Leave-One-Out Stable Conformal Prediction
Kiljae Lee, Yuan Zhang
TL;DR
This work addresses the computational bottleneck of full conformal prediction when multiple predictions are required by introducing Leave-One-Out Stable Conformal Prediction (LOO-StabCP), which uses leave-one-out stability to correct a single model fit on the training data. The method preserves finite-sample coverage $\mathbb{P}(Y_{n+j} \in \mathcal{C}^{\mathrm{LOO}}_{j,\alpha}(X_{n+j})) \ge 1-\alpha$ while dramatically reducing the need to refit models for each test point, outperforming RO-StabCP in large-scale prediction tasks.
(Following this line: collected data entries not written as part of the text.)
PR #2385, opened 2024-06-27
Update issue-default.yml to use * in links to other issues section

h-m-f-t:
Using a `*` before an issue makes GitHub display the issue details and whether it's open or closed. We like this! This change encourages its use in the issue template.

### DIFF
--- a/.github/ISSUE_TEMPLATE/issue-default.yml
+++ b/.github/ISSUE_TEMPLATE/issue-default.yml
@@ -31,8 +31,8 @@ body:
     attributes:
       label: Links to other issues
       description: |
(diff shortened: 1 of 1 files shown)


abroddrick (approved):
I found checkboxes work too, and that's what I did with a few. It was also easier since I could highlight the numbers and just click the checkbox button. (Although, yes, only mildly easier). Any objection to this being checkboxes? 

Approving as I am not opposed to keep this in!

katypies:
I think any kind of list works, so probably can add the markdown, or use the buttons for any of the lists (I have no preference! I personally like having it expand, so whichever of the lists makes sense for a given issue is 👍 )

h-m-f-t:
@abroddrick just to confirm
-  [ ] <--- this?

PR #2393, opened 2024-06-28
Fix docker-compose race condition: ./manage.py load is ran before a cachetable can be created

zandercymatics:
## Ticket

None

## Changes

- This PR changes the order of our docker-compose.yaml commands locally, such that we run cachetable first, THEN we run load

## Context for reviewers
Recently, after updating my docker, I have been running into a race condition locally wherein the "load" command starts running before a cache table is created - causing a migration issue.

This tends to happen sporadically, but it doesn't hurt to fix the load order of these anyway.

## Screenshots
image

### DIFF
--- a/src/docker-compose.yml
+++ b/src/docker-compose.yml
@@ -67,8 +67,8 @@ services:
     # command: "python"
     command: >
       bash -c " python manage.py migrate &&
-      python manage.py load &&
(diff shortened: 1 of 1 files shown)


dave-kennedy-ecs (approved):
This is a good change.  LGTM

PR #2419, opened 2024-07-03
Ticket #1901: Allow analysts to customize action needed emails

### LINKED ISSUE #1901: Admin: Send customized "Action needed" emails
### Issue description

We've previously removed the functionality for sending out emails when a request status changes to "Action Needed". This was because the automated email template did not provide any helpful information on what "action(s)" the requester needs to do, such that the analysts have to reach out directly to the requester anyway.

Ideally, we want to still be able to send automated "Action Needed" emails through the admin portal, but customize the emails sent such that they can point to the exact places in the request form that need adjustment, and allow room for the analyst to make additional comments if necessary.

### Acceptance criteria

- [ ] Create automated email that are sent for requests with the "Action needed" status, making sure the email is customized based on the analysts' choice(s) in the list (implemented in #1900 

### Additional context

[Slack thread](https://cisa-corp.slack.com/archives/C05BDEA3C11/p1708033097789769) on topic

### Links to other issues

This is the last step in a three step process:

1. #1888 
2. #1900 
3. You are here 📍 (will need to wait until the above two steps are completed first)

zandercymatics:
## Ticket

Resolves #1901

## Changes

- Allows an analyst to edit the default action needed email that gets sent to the recipient
- Changed architecture minorly to accommodate for this

## Context for reviewers
This PR allows the end user to edit action needed emails after they've been populated in the auto generated email field.

An email will be sent out once an action needed reason is added or if the action needed reason is changed or if the email itself changes

## Setup
To test this, go to any domain request and change its state to action needed. You will see the "action needed email" field appear. From there, try changing the state normally: you should get the default email.

After that, try changing the action needed email and modifying the email.

  - [ ] Chrome
  - [ ] Microsoft Edge
  - [ ] FireFox
  - [ ] Safari

- [ ] Checked behavior

  - [ ] Chrome
  - [ ] Microsoft Edge
  - [ ] FireFox
  - [ ] Safari

### DIFF
--- a/src/registrar/assets/js/get-gov-admin.js
+++ b/src/registrar/assets/js/get-gov-admin.js
@@ -583,12 +583,20 @@ function initializeWidgetOnList(list, parentId) {
     function updateActionNeededEmailDisplay(reason) {
         let emailHasBeenSentBefore = sessionStorage.getItem(emailSentSessionVariableName) !== null;
         let collapseableDiv = readonlyView.querySelector(".collapse--dgsimple");
+        let showMoreButton = document.querySelector("#action_needed_reason_email__show_details");
         if ((reason && reason != "other") && !emailHasBeenSentBefore) {
             showElement(actionNeededEmail.parentElement)
             hideElement(readonlyView)
+            hideElement(showMoreButton)
         } else {
             if (!reason || reason === "other") {
                 collapseableDiv.innerHTML = reason ? "No email will be sent." : "-";
+                hideElement(showMoreButton)
+                if (collapseableDiv.classList.contains("collapsed")) {
+                    showMoreButton.click()
+                }
+            }else {
+                showElement(showMoreButton)
             }
             hideElement(actionNeededEmail.parentElement)
             showElement(readonlyView)
--- a/src/registrar/templates/django/admin/includes/detail_table_fieldset.html
+++ b/src/registrar/templates/django/admin/includes/detail_table_fieldset.html
@@ -149,7 +149,7 @@ This is using a custom implementation fieldset.html (see admin/fieldset.html)
         <div class="margin-top-05 collapse--dgsimple collapsed">
         {{ field.field.value|linebreaks }}
         </div>
-        <button type="button" class="collapse-toggle--dgsimple usa-button usa-button--unstyled margin-top-0 margin-bottom-1 margin-left-1">
+        <button id="action_needed_reason_email__show_details" type="button" class="collapse-toggle--dgsimple usa-button usa-button--unstyled margin-top-0 margin-bottom-1 margin-left-1">
             <span>Show details</span>
             <svg class="usa-icon" aria-hidden="true" focusable="false" role="img" width="24" height="24">
                 <use xlink:href="/public/img/sprite.svg#expand_more"></use>


Katherine-Osos:
@zandercymatics When you first select "action needed" - before selecting a reason - the auto-generated field reads: 

> "No email will be sent." 

That message makes sense when "other" is selected as the reason. But misleading if no selection has been made yet ... In that scenario, can you update the message to show a series of dashes (similar to what is shown in the "action-needed reason" dropdown when no selection is made).

Screenshot 2024-07-11 at 4 24 53 PM

Katherine-Osos:
@zandercymatics Although this wasn't captured in the AC, it was captured in the comments for the original ticket ... after the email is sent, the email content should be "locked" from editing. We want to prevent an analyst from accidentally editing after it's been sent ... which would send another email for that status/reason combo. However, if the user switches to another status/reason combo, then the related content should be editable.

Assuming the above update is ok ... can we also add help text below the field depending on whether the content is editable or not? 

Editable:
> This email will be automatically sent when you save your changes for this request.

Not editable:
> This email has already been sent. The text is no longer editable.

src/registrar/assets/js/get-gov-admin.js
```diff
@@ -527,10 +527,22 @@ function initializeWidgetOnList(list, parentId) {
...
+    const noEmailText = "No email will be sent."
     if(actionNeededReasonDropdown && actionNeededEmail) {
         // Add a change listener to the action needed reason dropdown 
         handleChangeActionNeededEmail(actionNeededReasonDropdown, actionNeededEmail);
+
+        document.addEventListener('DOMContentLoaded', function() {
+            if (!actionNeededReasonDropdown.value) {
+                noEmailMessage.innerHTML = emptyReasonText
+                showNoEmailMessage(actionNeededEmail, noEmailMessage);
+            }else if (actionNeededReasonDropdown.value == "other") {
```
rachidatecs, line 542: Nitpick
```suggestion
            } else if (actionNeededReasonDropdown.value == "other") {
```

src/registrar/assets/js/get-gov-admin.js
```diff
@@ -541,8 +553,11 @@ function initializeWidgetOnList(list, parentId) {
             // You also cannot save the model in this state.
             // This flow occurs if you switch back to the empty picker state.
             if(!reason) {
-                showNoEmailMessage(actionNeededEmail);
+                noEmailMessage.innerHTML = emptyReasonText
+                showNoEmailMessage(actionNeededEmail, noEmailMessage);
                 return;
+            }else if (reason === "other") {
```
rachidatecs, line 559: Nitpick: same nitpick here and below }else -> } else

src/registrar/assets/js/get-gov-admin.js
```diff
@@ -551,27 +566,25 @@ function initializeWidgetOnList(list, parentId) {
                 let emailBody = emailData.email_body_text
                 if (emailBody) {
                     actionNeededEmail.value = emailBody
-                    showActionNeededEmail(actionNeededEmail);
```
rachidatecs, line 554: simplify this block to 
if (emailData && emailBody) {
...
} else {
...
}

src/registrar/assets/js/get-gov-admin.js
```diff
@@ -551,27 +566,25 @@ function initializeWidgetOnList(list, parentId) {
...
+                showNoEmailMessage(actionNeededEmail, noEmailMessage);
             }
 
         });
     }
 
     // Show the text field. Hide the "no email" message.
-    function showActionNeededEmail(actionNeededEmail){
-        let noEmailMessage = document.getElementById("no-email-message");
+    function showActionNeededEmail(actionNeededEmail, noEmailMessage){
```
rachidatecs, line 581: Nitpick: I think it's more readable if you got rid of these 2 simple functions and just called the show/hide

src/registrar/models/domain_request.py
```diff
@@ -614,7 +614,8 @@ def save(self, *args, **kwargs):
 
         # Handle the action needed email. We send one when moving to action_needed,
         # but we don't send one when we are _already_ in the state and change the reason.
-        self.sync_action_needed_reason()
+        if self.status == self.DomainRequestStatus.ACTION_NEEDED and self.action_needed_reason:
```
rachidatecs, line 617: The comment above this is no longer accurate

src/registrar/models/domain_request.py
```diff
@@ -681,7 +683,7 @@ def delete_and_clean_up_domain(self, called_from):
             logger.error(f"Can't query an approved domain while attempting {called_from}")
 
     def _send_status_update_email(
-        self, new_status, email_template, email_template_subject, send_email=True, bcc_address="", wrap_email=False
+        self, new_status, email_template, email_template_subject, bcc_address="", context=None, **kwargs
```
rachidatecs, line 686: Nitpick:
I really think the extra layers of abstraction make your code harder to follow. I'd get rid of kwargs and just list the args

src/registrar/templates/django/admin/includes/detail_table_fieldset.html
```diff
@@ -143,6 +143,15 @@
     {% endwith %}
 {% endblock field_readonly %}
 
+{% block field_other %}
```
rachidatecs, line 146: Nitpick

```suggestion
{% block field_other %}
    {% if field.field.name == "action_needed_reason_email" %}
      {{ field.field }}
      <p id="no-email-message" class="{% if original_object.action_needed_reason %}display-none{% endif %}">No email will be sent.</p>
    {% else %}
      {{ field.field }}
    {% endif %}
{% endblock field_other %}
```

src/registrar/tests/test_admin.py
```diff
@@ -1479,6 +1484,29 @@ def test_action_needed_sends_reason_email_prod_bcc(self):
         # Should be unchanged from before
         self.assertEqual(len(self.mock_client.EMAILS_SENT), 4)
 
+        # Tests if an analyst can override existing email content
```
rachidatecs, line 1487: Pretty good, but since you have added a bunch of logic on WHEN to send emails, you should make sure the unit tests cover this (action_needed->action_needed and default email, other_status->action_needed and default email, action_needed->action_needed and custom email, other_status->action_needed and custom email)

rachidatecs (dismissed):

rachidatecs:
> > Assuming the above update is ok ... can we also add help text below the field depending on whether the content is editable or not?
> 
> As an alternative, what if we show the analysts a confirmation modal when they encounter that scenario you describe: when they try changing action needed email without changing the status first? That way they still have the option of sending a second email automatically if they choose, but a way to back out in that particular scenario.
> 
> This modal would not exist normally, only in that edge case.
> 
> Would this meet your criteria? This would be difficult to achieve without adding a db field - which we would want to avoid doing here.

Should be doable in JS methinks, just use cache?

rachidatecs:
> > Should be doable in JS methinks, just use cache?
> 
> Cache can get removed, no? Its the same issue with session variables.
> 
> I guess it depends, @Katherine-Osos are you OK with this field appearing as editable (when it shouldn't be) after browser cache gets cleared _or even when using another browser_? While cache exists and/or doesn't expire, it will appear as editable

Rachid Mrad (ECS, DC Area)
  11:18 AM
Cache can work
11:18
Maybe
11:18
Let's think it through
11:19
A user first lands on the page. He should be able to edit the fiield no matter what

Zander Adkinson (ECS, UT)
  [11:19](https://cisa-corp.slack.com/archives/D05MGHG1VNW/p1720797564852949) AM
Correct

Rachid Mrad (ECS, DC Area)
  11:20 AM
After the fiield is edited, we update cache, the filed becomes locked on refresh and on subsequent page visits

Zander Adkinson (ECS, UT)
  11:20 AM
This is true, but what if they use another browser or just clear their cache?

Rachid Mrad (ECS, DC Area)
  11:21 AM
Not an issue bro

Zander Adkinson (ECS, UT)
  11:21 AM
That doesn't persist though, right?

Rachid Mrad (ECS, DC Area)
  11:21 AM
Its an edge case, and the worst case scenario is that an email gets sent
11:21
It does not persist
11:22
So in a NEW session, the field is no longer locked... which is desireable, no?

src/registrar/assets/js/get-gov-admin.js
```diff
@@ -526,54 +526,72 @@ function initializeWidgetOnList(list, parentId) {
...
-        // Add a change listener to the action needed reason dropdown 
-        handleChangeActionNeededEmail(actionNeededReasonDropdown, actionNeededEmail);
-    }
-
-    function handleChangeActionNeededEmail(actionNeededReasonDropdown, actionNeededEmail) {
-        actionNeededReasonDropdown.addEventListener("change", function() {
+    // Since this is an iife, these vars will be removed from memory afterwards
+    var actionNeededReasonDropdown = document.querySelector("#id_action_needed_reason");
+    var actionNeededEmail = document.querySelector("#id_action_needed_reason_email");
+    var readonlyView = document.querySelector("#action-needed-reason-email-readonly");
```
rachidatecs, line 532: Non-blocking: Why toggle between 2 elements instead of setting /resetting value and disabled attr?

src/registrar/tests/test_admin.py
```diff
@@ -2243,6 +2289,7 @@ def test_user_sets_restricted_status_modal(self):
             self.assertContains(response, "Yes, select ineligible status")
 
     def test_readonly_when_restricted_creator(self):
+        self.maxDiff = None
```
rachidatecs, line 2292: Remove

src/registrar/tests/test_admin.py
```diff
@@ -2243,6 +2289,7 @@ def test_user_sets_restricted_status_modal(self):
...
         with less_console_noise():
```
rachidatecs, line 2293: Nitpick: Use the decorator

rachidatecs:
Non-blocking design issue:
Screenshot 2024-07-16 at 1 51 41 PM

rachidatecs (approved):

Katherine-Osos (approved):
LGTM!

The authors derive LOO stability bounds for Regularized Loss Minimization (RLM) and Stochastic Gradient Descent (SGD), extend the framework to kernel methods, neural networks, and bagging, and validate the approach through simulations and real data, including a conformalized screening application (LOO-cfBH) that improves power under FDR control. Overall, LOO-StabCP enables scalable, distribution-free uncertainty quantification with strong practical impact for large-scale prediction and screening tasks.
Abstract
Conformal prediction (CP) is an important tool for distribution-free predictive uncertainty quantification. Yet, a major challenge is to balance computational efficiency and prediction accuracy, particularly for multiple predictions. We propose Leave-One-Out Stable Conformal Prediction (LOO-StabCP), a novel method to speed up full conformal using algorithmic stability without sample splitting. By leveraging leave-one-out stability, our method is much faster in handling a large number of prediction requests compared to existing method RO-StabCP based on replace-one stability. We derived stability bounds for several popular machine learning tools: regularized loss minimization (RLM) and stochastic gradient descent (SGD), as well as kernel method, neural networks and bagging. Our method is theoretically justified and demonstrates superior numerical performance on synthetic and real-world data. We applied our method to a screening problem, where its effective exploitation of training data led to improved test power compared to state-of-the-art method based on split conformal.